I frequently find myself writing something like the following:
let value = loop {
match fallible_function() {
Ok(value) => break value,
Err(e) => {
// Some form of retry logic, log message, exponential back-off
},
}
};
// Do something with the value
To me, this screams that it should be a while let
loop, since I'm looping on one pattern until I get the other pattern. The only problem being that I need to get the Ok
result out, which a while let
does not allow. Thus, I propose the following syntax:
while let Err(e) = fallible_function() break Ok(value) {
// Some form of retry logic, log message, exponential back-off
}
// Do something with `value` which is now bound
Generally, the idea is that if the let
bind doesn't match the output of the function, then we bind whatever pattern follows the break
in the current namespace after the loop. Combined, the two patterns need to be able to match any pattern the value can have, so we can apply the break
bind to whatever was checked.
I think it's probably also best to disallow break
statements in a while let ... break
loop.
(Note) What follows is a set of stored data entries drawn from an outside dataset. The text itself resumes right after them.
PR #497, opened 2025-10-01
Restore `Dates.default_format(::Type{ZonedDateTime})`

omus:
Was removed in https://github.com/JuliaTime/TimeZones.jl/pull/483 as we believed this was only used with parsing. We did discover that there were some legitimate use cases of this with `Dates.format`: https://github.com/quinnj/JSON3.jl/issues/313. I thought maybe we could modify JSON3.jl to work around this but while implementing that change I changed my mind on what was the right approach.

As of now I think that:
- Most users should avoid using `Dates.default_format` for parsing as they won't be able to parse `ZonedDateTime` strings without milliseconds. They should use `parse(ZonedDateTime, str)` instead.
- When using `Date.format` it is reasonable to use `Dates.default_format(::Type{ZonedDateTime})`.

### DIFF
--- a/src/deprecated.jl
+++ b/src/deprecated.jl
@@ -21,14 +21,4 @@ const TransitionTimeInfo = TZFile.TransitionTimeInfo
 
 @deprecate build(; force=false) build(TZJData.TZDATA_VERSION; force)
 
-function Dates.default_format(::Type{ZonedDateTime})
-    depwarn(
-        "`Dates.default_format(ZonedDateTime)` is deprecated and has no direct " *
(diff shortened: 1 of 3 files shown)


omus:
Nightly failure for x86 is unrelated:
```
allocations: Test Failed at /home/runner/work/TimeZones.jl/TimeZones.jl/test/types/timezone.jl:45
  Expression: #= /home/runner/work/TimeZones.jl/TimeZones.jl/test/types/timezone.jl:45 =# @allocations(istimezone("America/Winnipeg")) == 1
   Evaluated: 0 == 1
```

There's probably some way to make it work, but it seems too complicated and hard to implement/explain/understand to be worth any possible use.
Anyone have any thoughts about this? Especially, I can't decide if it's better to use break
as the keyword (is how one normally returns a value from a loop) or if it should be replaced with else
(is normally how one indicates something is done if a condition doesn't hold), or if something else entirely should be done.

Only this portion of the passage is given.